Utility functions (configurable via utilityType):
sqrt: \(U(x) = \sqrt{x}\)linear: \(U(x) = x\)log: \(U(x) = \ln(1 + x)\)
Disutility of effort (configurable via disutilityType):
quadratic: \(D(c) = \frac{1}{2} c^2\)linear: \(D(c) = c\)
Parameters
- decayRate (\(r\)): Rate at which engagement capital depreciates. Default:
0.1. - effortEfficiency (\(a\)): How effectively effort converts into engagement capital. Default:
1.0. - discountRate (\(\rho\)): Time preference / impatience. Default:
0.05. - utilityType: Shape of \(U\):
"sqrt","linear", or"log". Default:"sqrt". - disutilityType: Shape of \(D\):
"quadratic"or"linear". Default:"quadratic". - Processing Window: Time window in milliseconds for historical data (when used with rolling updates).
- Historical Count: Max records to process per update cycle.
Cold Start
Recommendations are always returned. However, Sentimental Equilibrium operates differently from other behavioral algorithms:
- It computes an aggregate engagement equilibrium (\(x^*\), \(c^*\)), not per-offer scores. The output is derived from configured model parameters, not interaction history.
- The
RollingBehaviorlayer still produces a scored options array for the post-score class. When Sentimental Equilibrium is the sub-approach, the equilibrium values inform the overall engagement strategy rather than providing per-arm rankings. - The dynamic post-score class controls the final offer selection and response formatting.
When To Use
- Optimizing engagement intensity or relationship-level engagement vs. cost
- Modeling long-term customer relationship dynamics and fatigue
- Research and analytics on customer lifecycle and equilibrium engagement levels
When NOT To Use
- When you need per-offer rankings (this path returns aggregate equilibrium values, not arm-level scores)
- When you need real-time scoring of individual offers in a multi-armed bandit sense
Example
from prediction.apis import deployment_management as dm
from prediction.apis import online_learning_management as ol
from prediction import jwt_access
auth = jwt_access.Authenticate("http://localhost:3001/api", ecosystem_username, ecosystem_password)
deployment_id = "demo-sentimental-equilibrium"
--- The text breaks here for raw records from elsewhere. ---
PR #466, opened 2026-08-13
SST-724 Serial number overview: only show salgslinje_id = 0 as availa…

sawaneh1:
…ble, not credited history rows

## Summary by CodeRabbit

* **Bug Fixes**
  * Improved the “not sold” filter to exclude historical return records while retaining newly created return serial records.
  * Updated related documentation to clarify the filter’s behavior.

### Description

**What are the changes about?**

One-line change in `lager/lister/serialnumber.php`: the "Vis kun serienumre der ikke er solgt" filter now uses `sn.salgslinje_id = 0` instead of `<= 0`.

`serienr.salgslinje_id` has three states: `0` = in stock, `> 0` = sold on that sales line, `< 0` = history marker for a sale that was later credited/returned (`debitor/serienummer.php` flips the original row to `-linje_id`, and `krediter()` in `includes/ordrefunc.php` inserts a fresh row with `salgslinje_id = 0` for the returned unit).

Before: `<= 0` matched both the negative history row *and* the fresh row, so a serial that was sold and then credited appeared **twice** in the "not sold" list. Worse, if that serial was sold again, the fresh row got a positive id but the old negative row still matched, so a serial that was currently sold kept showing as available.

After: only rows with `salgslinje_id = 0` count as available — one line per unit actually in stock. Credited returns still appear (via the fresh row), history rows do not.

**How I verified:** [confirm] On a test tenant, sold a serial-tracked item, credited the invoice with the serial returned, then re-sold it. Before the fix the serial number overview with "ikke solgt" ticked listed the serial twice after the credit and still listed it after the resale; after the fix it appears once after the credit and disappears after the resale. Unticking the filter shows all rows unchanged.

### DIFF
--- a/lager/lister/serialnumber.php
+++ b/lager/lister/serialnumber.php
@@ -29,6 +29,7 @@
 // 20260710 MJ Use COALESCE(v.varenr, kl.varenr, sl.varenr) so serienr records with stale/missing vare_id still appear and are searchable by varenr.
 // 20260710 MJ ABS(sn.kobslinje_id) i JOIN så negative kobslinje_id (retur til leverandør) også viser indkøbsordren.
 // 20260710 MJ Ekstra COALESCE-fallbacks via ordrelinjer.vare_id→varer og batch_kob/batch_salg.vare_id→varer så serienr med tom/manglende ordrelinjer.varenr stadig søges.
+// 20260813 Sawaneh - "Not sold" filter: sn.salgslinje_id = 0 instead of <= 0, so negative history rows (credited sales) are no longer shown as available. Credited return serials still appear via the fresh row with salgslinje_id = 0 from krediter().
 
 @session_start();
 $s_id = session_id();
@@ -240,7 +241,7 @@ $filters[] = array(
         array(
             "name" => "Vis kun serienumre der ikke er solgt",
             "checked" => "",
-            "sqlOn" => "sn.salgslinje_id <= 0",
+            "sqlOn" => "sn.salgslinje_id = 0",
             "sqlOff" => "",
         )
     )


ZaynSaul:
The change itself looks right on inspection: switching the "not sold" filter from sn.salgslinje_id <= 0 to = 0 means negative-valued history rows (credited sales) no longer count as available, while the fresh row krediter() inserts with salgslinje_id = 0 for a credited return still does. Consistent with the krediter() serial-row convention in #467.

But the PR description is still the unfilled template — no explanation of the change, and no "how I verified this." Could you fill that in before I approve? Specifically: what did this look like before/after for a serial number that was sold then credited/returned — did it show up twice, or not show as available at all, prior to this fix?

LuiHedlund02:
Review evidence for the bounced items (verified against current master, 2026-08-28):

The filter change `sn.salgslinje_id <= 0` → `= 0` is correct. The `<= 0` form (introduced 20260608 to show return serials) also matches **negative** `salgslinje_id` rows, which are credited-sale history rows — that's exactly SST-724's complaint (sold serials 382030/911000 showing as available). The header comment's assumption holds on master: `krediter()` inserts a fresh replacement row with `salgslinje_id = '0'` for credited serials — see `includes/ordrefunc.php:342` and `:842` — so credited returns still appear as available through that row, independent of the `batch_kob_id` fix in #467.

@sawaneh1 add the verification line to the description and this is ready for approval.

ZaynSaul (approved):
Clean, focused fix. Single-line SQL condition change (`<= 0` → `= 0`), no injection risk (literal, no user input), matches title exactly. Description has a real root-cause explanation (the double-count/still-shows-as-available bug from history rows) and a concrete before/after verification narrative (sell → credit → resell cycle). CodeRabbit approved with zero findings. Lints clean, mergeable.

LuiHedlund02 (approved):
In-house sign-off per master ruleset — reviewed and approved by Saul (small-fix lane).

PR #468, opened 2026-08-14
Fixed: Kassekladde position control handle not showing

Loe4g:
Changes
Render a drag handle unconditionally for every row.
Add pos as a valid/default sort mode and fetch rows with ORDER BY pos, bilag, transdate, id.
Simplify the reorder request, and reload with kksort=pos.

Clear all output buffers before returning the 204 reorder response.
Security

 A pre-existing session/ownership check for kladde_id remains a follow-up item.

Testing
Verify every row has a visible/aligned drag handle.
Verify drag order updates and persists after reload.
Verify Bilag/Dato/Beløb sorting still overrides the custom order.
Verify no console errors and expected pos updates in error_log.

## Summary by CodeRabbit

* **New Features**
  * Added position-based sorting for saved cash-journal views with consistent tie-breaking.
  * Journal rows consistently display draggable position handles.
  * VAT selections preserve saved codes and account defaults, including shortcut accounts.
  * Posted entries use stored VAT codes in grids and displays.

* **Bug Fixes**
  * Improved VAT-exempt handling and validation, including confirmation for one-sided selections.
  * Invalid blank VAT submissions can be restored from account defaults.
  * Improved drag-and-drop recovery after failed saves and while edits are pending.
  * Restored safer field focus and scrolling after edits.
  * Removed journal headers from print-only output.


Loe4g:
This PR has been updated to work with current kassekladde.php @SirRolin

SirRolin (dismissed):

ZaynSaul:
Holding this rather than merging as a freebie — dug into the unresolved CodeRabbit finding on drag-handle-ajax-call.php and it's real, not a false positive.

Traced the full flow:
- onStart (drag begins): if unsavedChanges is already true, it auto-saves the form first, resets unsavedChanges = false, then replays the drag.
- onEnd (drag completes): POSTs the new row order. On success it navigates to a new URL; on failure it calls window.location.reload(). Neither path checks unsavedChanges.

So the gap: if a user starts typing in another field while the reorder POST is in flight (a normal network round-trip, not instant), unsavedChanges flips back to true via the input listener, but the success/failure handlers don't check it before navigating away or reloading — those edits get silently discarded. Narrow window, but a genuine data-loss path, and this also touches finans/kassekladde.php with real new behavior (not a warning-suppression pass), which is on the escalation list.

Could you have the success/catch handlers check unsavedChanges before navigating — e.g. skip the auto-navigate/reload and instead prompt the user (or just refresh the position numbers in place) if changes came in during the request? Holding off on merging until this is addressed.

Loe4g:
Fixed the race — now checking unsavedChanges before navigating/reloading, so in-flight edits from the user aren't discarded. Pushed.

ZaynSaul:
Confirmed fixed — traced through the new code:

- Success path: if unsavedChanges is true when the reorder response comes back, it returns without navigating (edits preserved). Otherwise navigates with kksort=pos as before.
- Failure path: alerts the user, and only reloads if !unsavedChanges — deliberately skips the reload when there are unsaved edits, accepting a stale drag-order display over discarding the user's typed changes. Reasonable tradeoff.
- The success-signal change (JSON body's data.success -> res.ok against the new HTTP 204 response) is consistent with moveButton.php's change to http_response_code(204) with no body.

Approved.

ZaynSaul (approved):
Race condition fix verified — see comment above. Approved.

LuiHedlund02 (approved):

PR #65, opened 2025-06-13
Add comprehensive test suite for file persistence and change tracking

grouville:
# Summary

Comprehensive test suite to ensure reliable file persistence, change tracking, and environment isolation in container-use.

### Core Functionality Tests
- **Work Persistence**: Files and changes persist across container restarts
- **Change Tracking**: Automatic capture and auditing of all modifications
- **File Handling**: Graceful handling of Python caches, binaries, and large files
- **Environment Isolation**: Safe parallel operations with proper isolation
- **Configuration**: Reliable persistence of base images and setup commands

online_learning_uuid = ol.create_online_learning(
auth,
algorithm="ecosystem_rewards",
name=deployment_id,
description="Sentimental Equilibrium configuration",
feature_store_collection="set_up_features",
feature_store_database="my_mongo_database",
options_store_database="my_mongo_database",
options_store_collection="demo-deployment_options",
randomisation_processing_count=5000,
randomisation_processing_window=604800000,
contextual_variables_offer_key="offer",
create_options_index=True,
create_covering_index=True
)
online_learning = dm.define_deployment_multi_armed_bandit(epsilon=0, dynamic_interaction_uuid=online_learning_uuid)
parameter_access = dm.define_deployment_parameter_access(
auth,
lookup_key="customer_id",
lookup_type="string",
database="my_mongo_database",
table_collection="customer_feature_store",
datasource="mongodb"
)
deployment_step = dm.create_deployment(
auth,
project_id="demo-project",
deployment_id=deployment_id,
description="Sentimental Equilibrium demo deployment",
version="001",
plugin_post_score_class="PlatformDynamicEngagement.java",
plugin_pre_score_class="PreScoreDynamic.java",
scoring_engine_path_dev="http://localhost:8091",
mongo_connect=f"mongodb://{mongo_user}:{mongo_password}@localhost:54445/?authSource=admin",
parameter_access=parameter_access,
multi_armed_bandit=online_learning
)Set approach to behaviorAlgos and sub_approach to sentimentalEquilibrium in the randomisation object of the dynamic recommender configuration in MongoDB.
Sentimental Equilibrium parameters (for example decayRate, effortEfficiency, discountRate, utilityType, and disutilityType) are supplied through the training data pipeline so the rolling learner can read them consistently with your feature and options stores. Align field names with your ingestion job and runtime configuration.